> **EXERCISE MATERIALS**
PR #17125, opened 2024-12-02
Use denormalized prices during order update for catalogue discounts

zedzior:

I want to merge this change because we shouldn't refresh order base variant prices during the order update. By base variant price I mean the channel listing price with eventual catalogue discount. This price should be constant during the entire order lifecycle.

The main assumption of the PR is that we should retrieve order line's variant price (from channel listings) only when adding new line. All future recalculations should use denormalised price. Same for the catalog promotions. Only the amount of the catalogue discount can be refreshed when updating order line with new quantity or custom price. This means that we don't need to retrieve actual channel listings and promotion rules every time we trigger `fetch_order_prices_if_expired`. The whole logic for creating/updating catalogue promotion is moved to mutations which allow to add new order line. The logic for checkout remains the same.

This PR makes quite a lot of changes to existing fixtures. It is because the order line with the properly applied catalog discount should have:
- `orderLineDiscount` object updated
- `VariantChannelListingPromotionRule` object updated
- `VariantChannelListing` object updated
- `line.base_unit_price` updated

Internal issue: https://linear.app/saleor/issue/SHOPX-1672

# Impact

- [ ] New migrations

# Docs

- [ ] Link to documentation:

# Pull Request Checklist

### DIFF
--- a/CHANGELOG.md
+++ b/CHANGELOG.md
@@ -54,4 +54,3 @@ All notable, unreleased changes to this project will be documented in this file.
 - Fix checkout funds releasing task - #17198 by @IKarbowiak
 - Fixed 'healthcheck' middleware (`/health/` endpoint) not forwarding incoming traffic whenever the protocol wasn't HTTP (such as WebSocket or Lifespan) - #17248 by @NyanKiyoshi
 - Use denormalized discount prices during order update - #17160 by @zedzior
-- Use denormalized prices during order update for catalogue discounts - #17125 by @zedzior
--- a/CHANGELOG.md
+++ b/CHANGELOG.md
@@ -54,3 +54,4 @@ All notable, unreleased changes to this project will be documented in this file.
 - Fix checkout funds releasing task - #17198 by @IKarbowiak
 - Fixed 'healthcheck' middleware (`/health/` endpoint) not forwarding incoming traffic whenever the protocol wasn't HTTP (such as WebSocket or Lifespan) - #17248 by @NyanKiyoshi
 - Use denormalized discount prices during order update - #17160 by @zedzior
+- Use denormalized prices during order update for catalogue discounts - #17125 by @zedzior
--- a/saleor/discount/tests/test_utils/test_create_or_update_discount_objects_from_promotion_for_order.py
+++ b/saleor/discount/tests/test_utils/test_create_or_update_discount_objects_from_promotion_for_order.py
@@ -1,7 +1,6 @@
 from decimal import Decimal
 
 import graphene
-import pytest
 
 from ....order.fetch import fetch_draft_order_lines_info
 from ....product.models import (
@@ -399,71 +398,6 @@ def test_multiple_rules_no_discount_applied(
     assert not OrderDiscount.objects.exists()
 
 
-def test_update_catalogue_discount_updates_discount_amount_only(
-    order_with_lines_and_catalogue_promotion, catalogue_promotion_without_rules
-):
-    # given
-    order = order_with_lines_and_catalogue_promotion
-    promotion = catalogue_promotion_without_rules
-
-    channel = order.channel
-    line = order.lines.first()
-    new_line_quantity = line.quantity + 1
-    line.quantity = new_line_quantity
-    line.save(update_fields=["quantity"])
-
-    variant = line.variant
-    assert OrderLineDiscount.objects.count() == 1
-    discount_to_update = line.discounts.get()
-
-    new_reward_value = Decimal(6)
-    initial_rule = promotion.rules.first()
-    initial_rule_reward_value = initial_rule.reward_value
-    assert new_reward_value > initial_rule_reward_value
-    new_rule = promotion.rules.create(
-        name="New catalogue rule fixed",
-        catalogue_predicate={
-            "variantPredicate": {
-                "ids": [graphene.Node.to_global_id("ProductVariant", variant.id)]
-            }
-        },
-        reward_value_type=RewardValueType.FIXED,
-        reward_value=new_reward_value,
-    )
-    new_rule.channels.add(channel)
-
-    variant_channel_listing = variant.channel_listings.get(channel=channel)
-    undiscounted_price = variant_channel_listing.price_amount
-    variant_channel_listing.discounted_price_amount = (
-        undiscounted_price - new_reward_value
-    )
-    variant_channel_listing.save(update_fields=["discounted_price_amount"])
-
-    variant_rule_listing = variant_channel_listing.variantlistingpromotionrule.get()
-    variant_rule_listing.discount_amount = new_reward_value
-    variant_rule_listing.promotion_rule = new_rule
-    variant_rule_listing.save(update_fields=["discount_amount", "promotion_rule"])
-
-    lines_info = fetch_draft_order_lines_info(order)
-
-    # when
-    create_or_update_discount_objects_from_promotion_for_order(order, lines_info)
-
-    # then
-    assert OrderLineDiscount.objects.count() == 1
-    discount = OrderLineDiscount.objects.get()
-    assert discount.amount_value == initial_rule_reward_value * new_line_quantity
-
-    # other fields shoudn't be changed
-    assert discount_to_update.id == discount.id
-    assert discount.line == line
-    assert discount.promotion_rule == initial_rule
-    assert discount.type == DiscountType.PROMOTION
-    assert discount.value_type == RewardValueType.FIXED
-    assert discount.value == initial_rule_reward_value
-    assert discount.currency == channel.currency_code
-
-
 def test_update_order_discount_subtotal(
     order_with_lines_and_order_promotion, order_promotion_without_rules
 ):
@@ -543,7 +477,6 @@ def test_update_gift_discount_new_gift_available(
     assert gift_line.variant == variant
 
 
-@pytest.mark.django_db(transaction=True)
 def test_create_multiple_catalogue_discounts_for_the_same_line_is_not_allowed(
     order_line,
     catalogue_promotion,
--- a/saleor/discount/tests/test_utils/test_create_or_update_discount_objects_from_promotion_for_order.py
+++ b/saleor/discount/tests/test_utils/test_create_or_update_discount_objects_from_promotion_for_order.py
@@ -2,7 +2,6 @@ from decimal import Decimal
 
 import graphene
 import pytest
-from django.db import IntegrityError
 
 from ....order.fetch import fetch_draft_order_lines_info
 from ....product.models import (
@@ -545,7 +544,7 @@ def test_update_gift_discount_new_gift_available(
 
 
 @pytest.mark.django_db(transaction=True)
-def test_create_multiple_catalogue_discounts_for_the_same_line_raise_unique_error(
+def test_create_multiple_catalogue_discounts_for_the_same_line_is_not_allowed(
     order_line,
     catalogue_promotion,
     promotion_translation_fr,
@@ -603,9 +602,10 @@ def test_create_multiple_catalogue_discounts_for_the_same_line_raise_unique_erro
         ),
     ]
 
-    # when & then
-    # TODO zedzior: sprawdz czy w funkcji nie trzeba dodac ignore_conflicts=True
-    with pytest.raises(IntegrityError):
-        create_order_line_discount_objects_for_catalogue_promotions(
-            order_line, rules_info, order.channel
-        )
+    # when
+    create_order_line_discount_objects_for_catalogue_promotions(
+        order_line, rules_info, order.channel
+    )
+
+    # then
+    assert order_line.discounts.count() == 1
--- a/saleor/discount/tests/test_utils/test_create_or_update_discount_objects_from_promotion_for_order.py
+++ b/saleor/discount/tests/test_utils/test_create_or_update_discount_objects_from_promotion_for_order.py
@@ -1,6 +1,8 @@
 from decimal import Decimal
 
 import graphene
+import pytest
+from django.db import IntegrityError
 
 from ....order.fetch import fetch_draft_order_lines_info
 from ....product.models import (
@@ -9,8 +11,12 @@ from ....product.models import (
 )
 from ....warehouse.models import Stock
 from ... import DiscountType, RewardType, RewardValueType
+from ...interface import VariantPromotionRuleInfo
 from ...models import OrderDiscount, OrderLineDiscount
-from ...utils.order import create_or_update_discount_objects_from_promotion_for_order
+from ...utils.order import (
+    create_or_update_discount_objects_from_promotion_for_order,
+    create_order_line_discount_objects_for_catalogue_promotions,
+)
 
 
 def test_create_catalogue_discount_fixed(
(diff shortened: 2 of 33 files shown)


IKarbowiak:
@zedzior the docs should be updated as well

saleor/discount/utils/order.py
```diff
@@ -251,3 +315,49 @@ def create_or_update_line_discount_objects_for_manual_discounts(lines_info):
...
+
+def create_order_line_discount_objects_for_catalogue_promotions(
+    line: "OrderLine",
+    rules_info: Iterable[VariantPromotionRuleInfo],
+    channel: Channel,
+) -> Iterable["OrderLineDiscount"]:
+    from ...order.utils import order_qs_select_for_update
+
+    line_discounts_to_create_inputs: list[dict] = []
+    for rule_info in rules_info:
```
IKarbowiak, line 328: As there is assumption that only one catalogue discount object can be created, why are you iterating here through all `rules_info`? Maybe line field should be changed from `rules_info` to `rule_info` - single one, instead of list.

saleor/order/utils.py
```diff
@@ -585,6 +563,14 @@ def change_order_line_quantity(
             update_fields.extend(fields)
         else:
             line.save(update_fields=fields)
+
+        if catalogue_discount := line.discounts.filter(
```
korycins, line 567: Why do you take this directly from DB instead of using `line_info.line_discounts`?

saleor/discount/utils/checkout.py
```diff
@@ -86,6 +93,96 @@ def create_checkout_line_discount_objects_for_catalogue_promotions(
     )
 
 
+def prepare_checkout_line_discount_objects_for_catalogue_promotions(lines_info):
```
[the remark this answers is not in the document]
korycins: Typing for returning value would be also great

CHANGELOG.md
```diff
@@ -46,3 +46,4 @@ All notable, unreleased changes to this project will be documented in this file.
 - Drop tax data line number validation for Avatax plugin - #16917 by @zedzior
 - Fix decreasing voucher code usage after changing `includeDraftOrderInVoucherUsage` to false - #17028 by @zedzior
 - Fix undiscounted price taxation when prices are entered with taxes - #16992 by @zedzior
+- Use denormalized prices during order update for catalogue discounts - #17125 by @zedzior
```
IKarbowiak, line 49: Are you gonna port those changes to 3.20?

saleor/discount/utils/order.py
```diff
@@ -48,19 +53,56 @@ def create_or_update_discount_objects_from_promotion_for_order(
     lines_info: list["EditableOrderLineInfo"],
     database_connection_name: str = settings.DATABASE_CONNECTION_DEFAULT_NAME,
 ):
-    create_order_line_discount_objects_for_catalogue_promotions(lines_info)
-    # base unit price must reflect all actual catalogue discounts
+    delete_order_line_discount_objects_for_catalogue_promotions(lines_info)
+    # Update base price with catalogue discount reward. This price will be further used:
+    # - to qualify order for order promotion
+    # - to apply vouchers
     _update_base_unit_price_amount_for_catalogue_promotion(lines_info)
```
korycins, line 60: Do we still need this line? It makes:
```python
line_info.line.base_unit_price = line_info.variant_discounted_price
```
But as we operating on denormalized values, this looks like something not needed 🤔

IKarbowiak (commented):
Not sure if those changes are enough. In case the `OrderUpdate` is called with `shipping_address` or `billing_address` in the input data, the order prices will be invalidated, and when order prices will be fetched, the `fetch_order_prices_if_expired` will ba called, and the voucher discount will be updated. In case something changed with voucher, the prices will be changed.
The `DraftOrderComplete` also calls `fetch_order_prices_if_expired`.

Also, we should definitely add e2e tests for those changes, like the draft order is created, there is catalogue discount, and voucher assigned, then the new line is added, shipping address update, completing draft ordrer etc.

saleor/discount/utils/order.py
```diff
@@ -48,19 +53,56 @@ def create_or_update_discount_objects_from_promotion_for_order(
     lines_info: list["EditableOrderLineInfo"],
     database_connection_name: str = settings.DATABASE_CONNECTION_DEFAULT_NAME,
 ):
-    create_order_line_discount_objects_for_catalogue_promotions(lines_info)
-    # base unit price must reflect all actual catalogue discounts
+    delete_order_line_discount_objects_for_catalogue_promotions(lines_info)
```
korycins, line 56: As we operate on denoramilzed value, what is the reason for calling this each time when `fetch_order_prices_if_expired` is called?
I mean, any logic related to order_promotion or catalogue_promotion is applicable when creating new line for order, right? In that case we don't need to call this when we need to re-calculate prices, right?
Also, I've checked for example `OrderLineDiscountUpdate`. When calling it, we create new `OrderLineDiscount` object. As MANUAL overwrites the catalogue promotion, this should happen there IMHO. Right now, some part of the logic happens there [ `OrderLineDiscountUpdate`] (adding MANUAL), and some part of the logic here (delete CATALOGUE).

IKarbowiak:
Also, we should probably add a mutation that allow forcing the order price recalculations including fetching the current variant prices

saleor/discount/tests/test_utils/test_create_or_update_discount_objects_from_promotion_for_order.py
```diff
@@ -129,9 +134,6 @@ def test_create_catalogue_discount_percentage(
     assert discount.name == f"{promotion.name}: {rule.name}"
     assert discount.reason == f"Promotion: {promotion_id}"
 
-    line = [line_info.line for line_info in lines_info if line_info.line == line_1][0]
-    assert line.base_unit_price_amount == Decimal(5)
```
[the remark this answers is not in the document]
zedzior: It is because this function doesn't change the base price anymore. Its purpose is to create disccount object

CHANGELOG.md
zedzior: Yes, I do plan to port it to 3.19. Does it mean it should't be here?

saleor/discount/utils/order.py
zedzior: It is here to make sure we won't endup with two discounts which shouldn't be combined. But maybe you are right, it should be done only when handling manual line discount and gift.

> I mean, any logic related to order_promotion or catalogue_promotion is applicable when creating new line for order, right?
This is not true for order_promotion.

saleor/discount/utils/order.py
zedzior: This ensure the proper order of discount application. First we apply catalogue discounts what results in first decreasing of line base price. Next we apply vouchers or order promotion to the decreased base prices.

The next two PRs will handle vouchers and order promotions, so maybe it will be removed. Do you suggest to handle all the disocunts in single PR?

saleor/discount/utils/order.py
```diff
@@ -48,19 +53,56 @@ def create_or_update_discount_objects_from_promotion_for_order(
...
+        return
+
+    for line_info in lines_info:
+        line = line_info.line
+
+        # get the existing catalogue discount for the line
+        if existing_discounts := line_info.get_catalogue_discounts():
+            # Line should never have multiple catalogue discounts associated. Before
+            # introducing unique_type on discount models, there was such a possibility.
+            line_discounts_to_remove.extend(existing_discounts[1:])
```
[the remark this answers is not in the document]
zedzior: This code was introduced before. I just split the function for order and checkout. 

As Maciek suggested, this can be probably deleted and do the all deletions directly in manual line discount and gift logic.

saleor/discount/utils/order.py
zedzior: Our whole codebase assumes multiple discounts application to single line. This is not the only place we do that and imo it should be corrected in separate PR

saleor/order/utils.py
zedzior: Good point, my bad

zedzior:
> Not sure if those changes are enough. In case the `OrderUpdate` is called with `shipping_address` or `billing_address` in the input data, the order prices will be invalidated, and when order prices will be fetched, the `fetch_order_prices_if_expired` will ba called, and the voucher discount will be updated. In case something changed with voucher, the prices will be changed. The `DraftOrderComplete` also calls `fetch_order_prices_if_expired`.
> 
> Also, we should definitely add e2e tests for those changes, like the draft order is created, there is catalogue discount, and voucher assigned, then the new line is added, shipping address update, completing draft ordrer etc.

I have 2 separate tasks to handle vouchers (https://linear.app/saleor/issue/SHOPX-1673/use-denormalised-prices-during-order-update-for-vouchers) and order promotions (https://linear.app/saleor/issue/SHOPX-1674/use-denormalised-prices-during-order-update-for-order-discounts). Do you suggest to make all the changes in a single PR?

zedzior:
> Also, we should probably add a mutation that allow forcing the order price recalculations including fetching the current variant prices

Do you suggest to handle it within this PR?

IKarbowiak:
> > Not sure if those changes are enough. In case the `OrderUpdate` is called with `shipping_address` or `billing_address` in the input data, the order prices will be invalidated, and when order prices will be fetched, the `fetch_order_prices_if_expired` will ba called, and the voucher discount will be updated. In case something changed with voucher, the prices will be changed. The `DraftOrderComplete` also calls `fetch_order_prices_if_expired`.
> > Also, we should definitely add e2e tests for those changes, like the draft order is created, there is catalogue discount, and voucher assigned, then the new line is added, shipping address update, completing draft ordrer etc.
> 
> I have 2 separate tasks to handle vouchers (https://linear.app/saleor/issue/SHOPX-1673/use-denormalised-prices-during-order-update-for-vouchers) and order promotions (https://linear.app/saleor/issue/SHOPX-1674/use-denormalised-prices-during-order-update-for-order-discounts). Do you suggest to make all the changes in a single PR?

For me it's ok to do it in separate PRs.

CHANGELOG.md
zedzior: I removed the entry

saleor/discount/utils/order.py
korycins: I am just thinking about the current logic called inside `fetch_order_prices_if_expired`. As we agreed that we should use de-normalized values on Order/OrderLine models, it doesn't make sense to make any calculations that would change the `base_price`, or any other fields that store the Money representation.
For example, what is the reason for calling `create_or_update_discount_objects_for_order` inside `fetch_order_prices_if_expired` in case of making an update on `shippingAddress`?

saleor/discount/utils/order.py
korycins: > This is not true for order_promotion.

I forgot about this one 😄 

But still, I think that discount objects re-creation should be triggered when we know that something has been changed. By "Something" I mean the action that would have an impact on base_price/total/discount objects. 

We can also handle this as a separate task, but please discuss it with your team. Right now, some logic for creating discount objects is called inside the mutation/adding order line, and some of the logic is called inside `fetch_order_prices_if_expired`.

saleor/discount/utils/order.py
zedzior: I don't know what is a rationale of invalidating prices after `shippingAddress` update, but let's have an example of updating `shippingMethod`. This for sure results in different shipping price. Let's look on examples:
1. We have shipping voucher applied to order -> we need to do an update of shipping discount amount. Where would you like to do the update?
2. Increased shipping price results in higher total price of an order. This change can qualify the order for some order promotion.

Next PR will handle vouchers to use denormalised discount prices. It will require to move the whole logic of voucher application out of  `fetch_order_prices_if_expired`. This change will probably get rid of manipulating with `base_price` inside the `create_or_update_discount_objects_for_order`.

saleor/order/utils.py
zedzior: My bad, this id `OrderLineData` type:
```
@dataclass
class OrderLineData:
    variant_id: Optional[str] = None
    variant: Optional[ProductVariant] = None
    line_id: Optional[str] = None
    price_override: Optional[Decimal] = None
    quantity: int = 0
    rules_info: Optional[Iterable[VariantPromotionRuleInfo]] = None
```

saleor/discount/utils/checkout.py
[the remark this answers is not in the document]
zedzior: Done

saleor/order/utils.py
zedzior: It was confusing so I added typing for orderLinesCreate and its utils :) Indeed it is `OrderLineInfo` type, however it only contains the line and quantity and it is constructed in the loop. The adding lines logic requires optimisation, to not create the lines in the loop, but using `bulk_create` instead. I cerated a ticket for that: https://linear.app/saleor/issue/SHOPX-1709

zedzior:
WIll be continued in Q1

saleor/discount/utils/promotion.py
```diff
@@ -371,6 +262,40 @@ def _update_promotion_discount(
     )
 
 
+def _update_catalogue_promotion_discount(
```
IKarbowiak, line 265: Looks like the function is missing tests 🚔

IKarbowiak (approved):

saleor/discount/utils/promotion.py
zedzior: This function is not used at all. Let me drop it

saleor/order/fetch.py
```diff
@@ -86,16 +82,7 @@ class EditableOrderLineInfo(LineInfo):
 
     @cached_property
     def variant_discounted_price(self) -> Money:
-        """Return the discounted variant price.
```
korycins, line 89: Actually, after this change, I am not sure if we still need `variant_discounted_price`. 
With previous logic, the main purpose of this property was: return the price from listing if present. If not present, calculated it. 
But with your changes, the `order_line.base_unit_price` will be static, for the whole process for single line. So I think, that we could drop this logic 🤔 
(Correct me if I'm am wrong)

saleor/order/utils.py
```diff
@@ -273,11 +275,16 @@ def create_order_line(
...
+            line_discounts = (
+                create_order_line_discount_objects_for_catalogue_promotions(
+                    line, rules_info, channel
+                )
+            )
             promotion = rules_info[0].promotion
             line.sale_id = get_sale_id(promotion)
             line.unit_discount_reason = (
-                prepare_promotion_discount_reason(promotion, line.sale_id)
+                prepare_promotion_discount_reason(rules_info[0].rule)
```
korycins, line 287: Isn't like this will trigger additional DB call?
`prepare_promotion_discount_reason` calls `rule.promotion`. `rule` i `PromotionRule` object. You already have the promotion inside `rules_info[0].promotion`

saleor/order/utils.py
```diff
@@ -363,6 +343,7 @@ def add_variant_to_order(
     channel = order.channel
 
     if line_data.line_id:
+        # It means there is an update of the order line with new quantity
```
korycins, line 346: It is good to have additional context, but that better would be to have self-explaining code. So instead of an additional comment, we could have:
```python
is_new_line = not line_data.line_id
if not is_new_line:
    ...
```

saleor/order/utils.py
```diff
@@ -565,21 +546,21 @@ def change_order_line_quantity(
         line.quantity = new_quantity
         total_price_net_amount = line.quantity * line.unit_price_net_amount
         total_price_gross_amount = line.quantity * line.unit_price_gross_amount
-        line.total_price_net_amount = total_price_net_amount.quantize(Decimal("0.001"))
-        line.total_price_gross_amount = total_price_gross_amount.quantize(
-            Decimal("0.001")
+        line.total_price_net_amount = quantize_price(total_price_net_amount, currency)
```
korycins, line 549: Hhm, do we actually need to make these calculations here? 
I mean, we agree that the base price is static, but we still need to get tax values from TaxPlugin/TaxApp/FlatRates. So when we change the `order_line_quantity`, we change the `_price` fields, then later we set `price_expiration` to True, and we calculate prices in the resolver. Right now I am thinking: do we get something here? The prices are marked as expired, so they will be calculated once again, right?

saleor/order/utils.py
```diff
@@ -1318,3 +1297,7 @@ def clean_order_line_quantities(order_lines, quantities_for_lines):
                     )
                 }
             )
+
+
+def order_qs_select_for_update():
```
korycins, line 1302: Can you move this closer to `order_lines_qs_select_for_update`? Having both closed, would be helpful in case, of searching for the function name, or understanding that, the usage of this helper should be mandatory or general code readability.

saleor/product/utils/variants.py
```diff
@@ -64,7 +64,7 @@ def fetch_variants_for_promotion_rules(
     for rule in rules.iterator():
         variants = get_variants_for_catalogue_predicate(
             rule.catalogue_predicate,
-            database_connection_name=settings.DATABASE_CONNECTION_REPLICA_NAME,
+            database_connection_name=database_connection_name,
```
korycins, line 67: This will cause the celery task like, `set_promotion_rule_variants_task`, will start using `DEFAULT` database. IMHO, you should change the default `database_connection_name` to `REPLICA`

saleor/order/utils.py
zedzior: Make sense, thanks

saleor/order/utils.py
zedzior: Good point

saleor/order/utils.py
zedzior: Correct. IMO this should be handled in another PR. There is already an internal task for this: https://linear.app/saleor/issue/EXT-1729/all-order-mutation-should-be-lazy. 
I don't want to extend this PR further as it already introduces a massive change. What do you think?

saleor/order/utils.py
zedzior: Moved

saleor/product/utils/variants.py
zedzior: Changed back

saleor/order/utils.py
korycins: IMO separate task sounds good

korycins (approved):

> **ASSIGNED TASK**
Each line in which the string "shippingAddress" is found must be copied from the data.

> **RESPONSE AREA**
For example, what is the reason for calling `create_or_update_discount_objects_for_order` inside `fetch_order_prices_if_expired` in case of making an update on `shippingAddress`?
zedzior: I don't know what is a rationale of invalidating prices after `shippingAddress` update, but let's have an example of updating `shippingMethod`. This for sure results in different shipping price. Let's look on examples:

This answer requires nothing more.